After locating the line that contains "-10,7 +10,7 @@" in the data below, set down exactly that line and each one after it through the line that contains "sheila-semrush: better not", and nothing more.

--*--

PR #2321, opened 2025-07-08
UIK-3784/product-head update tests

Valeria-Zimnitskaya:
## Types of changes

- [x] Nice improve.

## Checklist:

--*--

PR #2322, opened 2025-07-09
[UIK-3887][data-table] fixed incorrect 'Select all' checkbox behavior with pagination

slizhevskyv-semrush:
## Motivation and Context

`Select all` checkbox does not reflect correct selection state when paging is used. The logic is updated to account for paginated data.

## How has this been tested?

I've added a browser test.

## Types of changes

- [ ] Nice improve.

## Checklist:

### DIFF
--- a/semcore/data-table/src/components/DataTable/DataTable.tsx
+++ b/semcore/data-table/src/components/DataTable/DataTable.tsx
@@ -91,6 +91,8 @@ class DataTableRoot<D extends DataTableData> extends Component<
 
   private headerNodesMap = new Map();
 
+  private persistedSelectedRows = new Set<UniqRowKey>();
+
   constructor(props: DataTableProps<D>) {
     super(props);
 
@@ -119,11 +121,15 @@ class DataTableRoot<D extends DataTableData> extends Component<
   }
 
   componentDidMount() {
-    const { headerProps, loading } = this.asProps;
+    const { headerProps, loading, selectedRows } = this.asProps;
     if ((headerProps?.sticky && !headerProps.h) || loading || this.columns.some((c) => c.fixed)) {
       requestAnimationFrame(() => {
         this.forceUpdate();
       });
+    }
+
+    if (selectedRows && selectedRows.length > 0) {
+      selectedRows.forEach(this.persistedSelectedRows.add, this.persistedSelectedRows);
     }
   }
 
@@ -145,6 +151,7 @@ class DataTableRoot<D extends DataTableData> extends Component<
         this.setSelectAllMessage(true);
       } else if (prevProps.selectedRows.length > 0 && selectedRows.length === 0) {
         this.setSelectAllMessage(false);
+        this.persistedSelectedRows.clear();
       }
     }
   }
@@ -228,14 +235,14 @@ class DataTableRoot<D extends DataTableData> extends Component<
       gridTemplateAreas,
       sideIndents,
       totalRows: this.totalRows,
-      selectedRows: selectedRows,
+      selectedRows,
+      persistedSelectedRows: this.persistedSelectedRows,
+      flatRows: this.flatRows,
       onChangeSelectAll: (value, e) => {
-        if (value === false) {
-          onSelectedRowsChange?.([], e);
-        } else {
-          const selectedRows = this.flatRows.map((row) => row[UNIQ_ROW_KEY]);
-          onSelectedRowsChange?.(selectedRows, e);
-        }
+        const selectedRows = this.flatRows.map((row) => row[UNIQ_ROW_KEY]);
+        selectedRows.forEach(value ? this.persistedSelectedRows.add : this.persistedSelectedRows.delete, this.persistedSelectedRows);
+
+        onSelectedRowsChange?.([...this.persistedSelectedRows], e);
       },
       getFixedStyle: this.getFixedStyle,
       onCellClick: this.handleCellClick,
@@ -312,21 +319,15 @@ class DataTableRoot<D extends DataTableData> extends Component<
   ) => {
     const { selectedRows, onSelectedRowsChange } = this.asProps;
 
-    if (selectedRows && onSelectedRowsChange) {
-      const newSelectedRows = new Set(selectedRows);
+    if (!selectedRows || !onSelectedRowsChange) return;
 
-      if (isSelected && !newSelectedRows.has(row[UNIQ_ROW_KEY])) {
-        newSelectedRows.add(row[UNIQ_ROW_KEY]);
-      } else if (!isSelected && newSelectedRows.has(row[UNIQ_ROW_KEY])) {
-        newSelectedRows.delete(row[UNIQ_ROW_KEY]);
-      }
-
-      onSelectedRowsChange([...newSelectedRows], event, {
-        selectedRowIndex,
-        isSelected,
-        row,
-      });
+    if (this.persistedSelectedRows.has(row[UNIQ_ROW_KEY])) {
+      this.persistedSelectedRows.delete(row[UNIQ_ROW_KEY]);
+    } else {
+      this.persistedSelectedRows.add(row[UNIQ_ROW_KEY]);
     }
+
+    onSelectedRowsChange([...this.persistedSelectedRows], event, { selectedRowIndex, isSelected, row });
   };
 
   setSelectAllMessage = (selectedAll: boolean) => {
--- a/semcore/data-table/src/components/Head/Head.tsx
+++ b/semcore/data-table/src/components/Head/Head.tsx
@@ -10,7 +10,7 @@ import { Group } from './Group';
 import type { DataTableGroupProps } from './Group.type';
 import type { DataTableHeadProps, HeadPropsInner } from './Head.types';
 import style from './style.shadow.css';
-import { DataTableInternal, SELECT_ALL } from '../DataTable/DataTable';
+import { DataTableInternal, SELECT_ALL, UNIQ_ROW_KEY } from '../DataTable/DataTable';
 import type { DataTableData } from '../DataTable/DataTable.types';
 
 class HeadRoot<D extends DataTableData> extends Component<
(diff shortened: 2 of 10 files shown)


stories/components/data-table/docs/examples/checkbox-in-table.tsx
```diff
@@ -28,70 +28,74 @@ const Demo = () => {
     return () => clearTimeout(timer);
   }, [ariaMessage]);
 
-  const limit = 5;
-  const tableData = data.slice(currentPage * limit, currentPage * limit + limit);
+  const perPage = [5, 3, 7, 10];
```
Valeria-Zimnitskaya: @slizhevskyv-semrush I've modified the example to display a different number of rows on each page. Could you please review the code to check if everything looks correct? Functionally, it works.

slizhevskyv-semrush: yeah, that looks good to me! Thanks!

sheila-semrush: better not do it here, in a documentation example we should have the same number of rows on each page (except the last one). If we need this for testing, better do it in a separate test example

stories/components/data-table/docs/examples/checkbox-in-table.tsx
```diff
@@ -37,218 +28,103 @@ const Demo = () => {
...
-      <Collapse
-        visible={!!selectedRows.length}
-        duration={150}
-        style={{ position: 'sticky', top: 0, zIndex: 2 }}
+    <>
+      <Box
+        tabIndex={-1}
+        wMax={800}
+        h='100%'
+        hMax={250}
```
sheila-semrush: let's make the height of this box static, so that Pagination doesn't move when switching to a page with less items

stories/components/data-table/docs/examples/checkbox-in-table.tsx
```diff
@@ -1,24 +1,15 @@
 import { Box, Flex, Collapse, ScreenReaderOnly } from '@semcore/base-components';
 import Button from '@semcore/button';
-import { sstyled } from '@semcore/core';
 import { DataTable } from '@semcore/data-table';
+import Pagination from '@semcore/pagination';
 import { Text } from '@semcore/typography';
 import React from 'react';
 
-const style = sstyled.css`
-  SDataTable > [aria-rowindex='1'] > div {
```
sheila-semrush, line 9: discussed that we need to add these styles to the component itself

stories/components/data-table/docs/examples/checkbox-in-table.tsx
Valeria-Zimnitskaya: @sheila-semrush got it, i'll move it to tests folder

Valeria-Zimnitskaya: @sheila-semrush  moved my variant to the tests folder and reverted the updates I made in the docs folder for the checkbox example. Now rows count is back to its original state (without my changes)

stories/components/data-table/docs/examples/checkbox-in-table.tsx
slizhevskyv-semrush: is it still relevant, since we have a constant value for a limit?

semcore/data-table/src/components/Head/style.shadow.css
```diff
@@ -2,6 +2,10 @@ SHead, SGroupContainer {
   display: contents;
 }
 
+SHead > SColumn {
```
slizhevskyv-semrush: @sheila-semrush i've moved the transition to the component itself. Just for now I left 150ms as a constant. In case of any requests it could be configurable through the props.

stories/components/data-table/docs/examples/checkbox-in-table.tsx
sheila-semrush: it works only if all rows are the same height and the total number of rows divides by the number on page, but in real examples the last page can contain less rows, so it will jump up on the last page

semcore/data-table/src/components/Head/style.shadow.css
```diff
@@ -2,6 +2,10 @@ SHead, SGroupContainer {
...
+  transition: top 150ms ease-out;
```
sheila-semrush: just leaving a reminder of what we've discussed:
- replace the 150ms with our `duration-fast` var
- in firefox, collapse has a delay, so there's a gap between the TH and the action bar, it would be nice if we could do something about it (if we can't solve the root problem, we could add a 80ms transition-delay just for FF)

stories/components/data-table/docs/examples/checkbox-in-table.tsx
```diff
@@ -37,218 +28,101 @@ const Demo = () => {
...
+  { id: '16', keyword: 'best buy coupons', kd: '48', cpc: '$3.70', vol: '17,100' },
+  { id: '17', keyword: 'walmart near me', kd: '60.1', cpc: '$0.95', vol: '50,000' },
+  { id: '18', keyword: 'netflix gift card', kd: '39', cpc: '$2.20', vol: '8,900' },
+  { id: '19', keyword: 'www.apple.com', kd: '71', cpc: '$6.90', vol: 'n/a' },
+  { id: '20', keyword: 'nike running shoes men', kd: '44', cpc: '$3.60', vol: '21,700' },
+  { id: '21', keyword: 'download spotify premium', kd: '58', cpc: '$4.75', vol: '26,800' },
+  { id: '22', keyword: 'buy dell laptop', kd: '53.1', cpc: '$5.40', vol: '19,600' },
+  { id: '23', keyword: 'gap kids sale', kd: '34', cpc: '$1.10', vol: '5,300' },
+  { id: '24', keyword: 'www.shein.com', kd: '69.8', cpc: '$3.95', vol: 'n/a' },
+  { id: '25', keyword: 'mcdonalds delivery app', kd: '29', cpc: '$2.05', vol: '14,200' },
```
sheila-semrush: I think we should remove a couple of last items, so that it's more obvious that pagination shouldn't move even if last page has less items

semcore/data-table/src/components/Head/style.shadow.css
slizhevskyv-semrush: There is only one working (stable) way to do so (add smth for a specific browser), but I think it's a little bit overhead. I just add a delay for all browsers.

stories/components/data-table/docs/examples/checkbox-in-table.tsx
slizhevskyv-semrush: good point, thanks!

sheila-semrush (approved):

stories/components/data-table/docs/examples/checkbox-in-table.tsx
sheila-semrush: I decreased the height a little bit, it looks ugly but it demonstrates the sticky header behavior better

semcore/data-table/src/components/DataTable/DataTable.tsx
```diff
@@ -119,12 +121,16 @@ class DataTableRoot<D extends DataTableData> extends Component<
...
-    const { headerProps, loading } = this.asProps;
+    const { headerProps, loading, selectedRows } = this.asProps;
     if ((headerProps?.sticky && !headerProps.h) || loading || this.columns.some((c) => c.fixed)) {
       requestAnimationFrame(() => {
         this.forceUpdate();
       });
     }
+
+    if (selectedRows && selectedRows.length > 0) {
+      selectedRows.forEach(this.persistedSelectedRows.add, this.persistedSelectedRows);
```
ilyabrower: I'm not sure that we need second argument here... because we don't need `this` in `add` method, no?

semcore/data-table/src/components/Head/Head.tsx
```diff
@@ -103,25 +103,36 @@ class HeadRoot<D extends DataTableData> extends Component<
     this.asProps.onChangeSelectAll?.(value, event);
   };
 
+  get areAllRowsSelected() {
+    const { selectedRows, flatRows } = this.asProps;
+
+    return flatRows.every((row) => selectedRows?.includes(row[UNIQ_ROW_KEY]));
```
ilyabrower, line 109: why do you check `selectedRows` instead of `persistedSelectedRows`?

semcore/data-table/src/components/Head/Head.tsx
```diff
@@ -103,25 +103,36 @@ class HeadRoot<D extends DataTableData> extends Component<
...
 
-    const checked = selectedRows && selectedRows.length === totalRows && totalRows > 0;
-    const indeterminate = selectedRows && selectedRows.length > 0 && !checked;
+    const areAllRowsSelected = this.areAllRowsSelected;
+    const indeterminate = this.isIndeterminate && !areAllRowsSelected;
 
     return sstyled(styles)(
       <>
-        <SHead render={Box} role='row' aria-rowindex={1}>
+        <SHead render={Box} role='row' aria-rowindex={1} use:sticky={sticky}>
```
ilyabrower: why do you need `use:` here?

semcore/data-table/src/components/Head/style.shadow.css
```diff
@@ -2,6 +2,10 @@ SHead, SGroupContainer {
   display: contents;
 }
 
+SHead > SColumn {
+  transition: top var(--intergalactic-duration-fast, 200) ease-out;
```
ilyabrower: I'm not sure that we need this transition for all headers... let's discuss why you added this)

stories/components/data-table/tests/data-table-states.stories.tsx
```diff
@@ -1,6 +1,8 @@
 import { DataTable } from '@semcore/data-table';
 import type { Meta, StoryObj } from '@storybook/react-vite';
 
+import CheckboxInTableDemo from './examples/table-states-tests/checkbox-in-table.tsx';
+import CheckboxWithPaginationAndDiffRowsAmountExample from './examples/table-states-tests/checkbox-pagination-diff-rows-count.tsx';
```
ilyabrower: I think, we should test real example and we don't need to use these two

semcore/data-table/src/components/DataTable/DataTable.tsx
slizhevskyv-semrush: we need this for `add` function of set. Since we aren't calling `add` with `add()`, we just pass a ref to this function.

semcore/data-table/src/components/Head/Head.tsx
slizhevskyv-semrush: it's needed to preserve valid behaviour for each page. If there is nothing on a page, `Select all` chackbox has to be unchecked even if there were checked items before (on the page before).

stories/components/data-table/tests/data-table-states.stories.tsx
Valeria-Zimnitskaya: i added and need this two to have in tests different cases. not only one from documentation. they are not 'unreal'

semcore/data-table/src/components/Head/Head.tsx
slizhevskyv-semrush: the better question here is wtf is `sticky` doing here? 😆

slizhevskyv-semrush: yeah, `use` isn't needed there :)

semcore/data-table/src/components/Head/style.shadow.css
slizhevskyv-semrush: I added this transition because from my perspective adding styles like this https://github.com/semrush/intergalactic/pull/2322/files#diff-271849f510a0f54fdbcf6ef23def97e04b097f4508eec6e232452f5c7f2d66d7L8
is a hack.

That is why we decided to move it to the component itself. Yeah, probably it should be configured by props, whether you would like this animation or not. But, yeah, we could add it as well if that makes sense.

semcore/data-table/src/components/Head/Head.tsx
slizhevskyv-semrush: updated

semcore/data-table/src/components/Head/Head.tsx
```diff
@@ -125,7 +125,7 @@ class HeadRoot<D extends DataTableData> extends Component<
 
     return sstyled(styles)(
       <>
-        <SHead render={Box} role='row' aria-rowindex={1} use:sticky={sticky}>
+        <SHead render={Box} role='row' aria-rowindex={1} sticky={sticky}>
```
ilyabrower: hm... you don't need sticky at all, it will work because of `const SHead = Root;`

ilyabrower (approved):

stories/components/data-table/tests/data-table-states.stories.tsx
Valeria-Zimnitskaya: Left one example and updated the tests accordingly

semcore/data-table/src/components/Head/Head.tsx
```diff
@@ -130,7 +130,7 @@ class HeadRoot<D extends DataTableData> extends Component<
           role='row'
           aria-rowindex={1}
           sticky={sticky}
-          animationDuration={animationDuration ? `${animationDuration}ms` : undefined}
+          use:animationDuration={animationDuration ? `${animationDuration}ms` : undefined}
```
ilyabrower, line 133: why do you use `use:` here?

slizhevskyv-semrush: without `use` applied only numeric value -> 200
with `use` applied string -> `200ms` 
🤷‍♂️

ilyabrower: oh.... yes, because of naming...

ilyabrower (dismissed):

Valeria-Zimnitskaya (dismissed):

--*--

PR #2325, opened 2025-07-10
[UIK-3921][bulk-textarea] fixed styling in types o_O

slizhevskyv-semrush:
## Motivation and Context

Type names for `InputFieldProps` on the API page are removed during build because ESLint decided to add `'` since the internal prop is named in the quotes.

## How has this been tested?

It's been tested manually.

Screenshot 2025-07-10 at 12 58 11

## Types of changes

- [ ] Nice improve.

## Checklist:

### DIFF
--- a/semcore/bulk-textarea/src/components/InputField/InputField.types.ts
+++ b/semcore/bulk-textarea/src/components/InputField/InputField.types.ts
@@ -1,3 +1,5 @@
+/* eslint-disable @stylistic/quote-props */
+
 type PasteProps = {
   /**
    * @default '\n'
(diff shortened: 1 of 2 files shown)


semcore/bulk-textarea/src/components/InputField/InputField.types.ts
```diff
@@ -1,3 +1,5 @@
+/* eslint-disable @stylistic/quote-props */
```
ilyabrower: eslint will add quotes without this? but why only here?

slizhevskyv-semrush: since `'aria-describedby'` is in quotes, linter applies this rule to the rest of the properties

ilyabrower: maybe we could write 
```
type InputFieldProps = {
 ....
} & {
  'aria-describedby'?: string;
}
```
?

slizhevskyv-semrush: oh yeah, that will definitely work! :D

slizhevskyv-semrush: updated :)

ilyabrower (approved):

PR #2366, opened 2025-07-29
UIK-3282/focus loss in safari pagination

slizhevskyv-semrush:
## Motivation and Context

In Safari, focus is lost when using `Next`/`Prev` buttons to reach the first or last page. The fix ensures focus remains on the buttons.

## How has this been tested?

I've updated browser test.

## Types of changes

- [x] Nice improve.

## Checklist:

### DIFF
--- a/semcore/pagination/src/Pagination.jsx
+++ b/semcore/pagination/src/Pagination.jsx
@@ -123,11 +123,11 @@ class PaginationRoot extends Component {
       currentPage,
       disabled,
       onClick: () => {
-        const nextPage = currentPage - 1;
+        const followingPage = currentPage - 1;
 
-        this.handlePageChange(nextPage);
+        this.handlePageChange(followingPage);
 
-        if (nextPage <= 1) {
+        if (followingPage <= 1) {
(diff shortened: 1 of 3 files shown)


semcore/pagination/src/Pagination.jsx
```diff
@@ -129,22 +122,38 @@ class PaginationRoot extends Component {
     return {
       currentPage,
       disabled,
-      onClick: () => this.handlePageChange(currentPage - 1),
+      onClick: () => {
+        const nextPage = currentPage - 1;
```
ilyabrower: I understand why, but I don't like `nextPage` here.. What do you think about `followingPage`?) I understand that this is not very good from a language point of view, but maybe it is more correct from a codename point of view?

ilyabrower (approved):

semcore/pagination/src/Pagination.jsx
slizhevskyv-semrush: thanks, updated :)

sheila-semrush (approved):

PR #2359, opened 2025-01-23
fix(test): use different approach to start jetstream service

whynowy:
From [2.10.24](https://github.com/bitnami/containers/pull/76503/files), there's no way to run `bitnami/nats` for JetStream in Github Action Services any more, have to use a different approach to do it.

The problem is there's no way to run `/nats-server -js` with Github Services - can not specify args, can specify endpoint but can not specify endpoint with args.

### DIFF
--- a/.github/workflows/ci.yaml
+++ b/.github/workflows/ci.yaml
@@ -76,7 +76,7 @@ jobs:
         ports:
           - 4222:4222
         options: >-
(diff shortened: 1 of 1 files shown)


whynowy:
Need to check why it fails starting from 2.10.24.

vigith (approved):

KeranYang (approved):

--*--

* [Task output]
@@ -10,7 +10,7 @@ import { Group } from './Group';
 import type { DataTableGroupProps } from './Group.type';
 import type { DataTableHeadProps, HeadPropsInner } from './Head.types';
 import style from './style.shadow.css';
-import { DataTableInternal, SELECT_ALL } from '../DataTable/DataTable';
+import { DataTableInternal, SELECT_ALL, UNIQ_ROW_KEY } from '../DataTable/DataTable';
 import type { DataTableData } from '../DataTable/DataTable.types';
 
 class HeadRoot<D extends DataTableData> extends Component<
(diff shortened: 2 of 10 files shown)


stories/components/data-table/docs/examples/checkbox-in-table.tsx
```diff
@@ -28,70 +28,74 @@ const Demo = () => {
     return () => clearTimeout(timer);
   }, [ariaMessage]);
 
-  const limit = 5;
-  const tableData = data.slice(currentPage * limit, currentPage * limit + limit);
+  const perPage = [5, 3, 7, 10];
```
Valeria-Zimnitskaya: @slizhevskyv-semrush I've modified the example to display a different number of rows on each page. Could you please review the code to check if everything looks correct? Functionally, it works.

slizhevskyv-semrush: yeah, that looks good to me! Thanks!

sheila-semrush: better not do it here, in a documentation example we should have the same number of rows on each page (except the last one). If we need this for testing, better do it in a separate test example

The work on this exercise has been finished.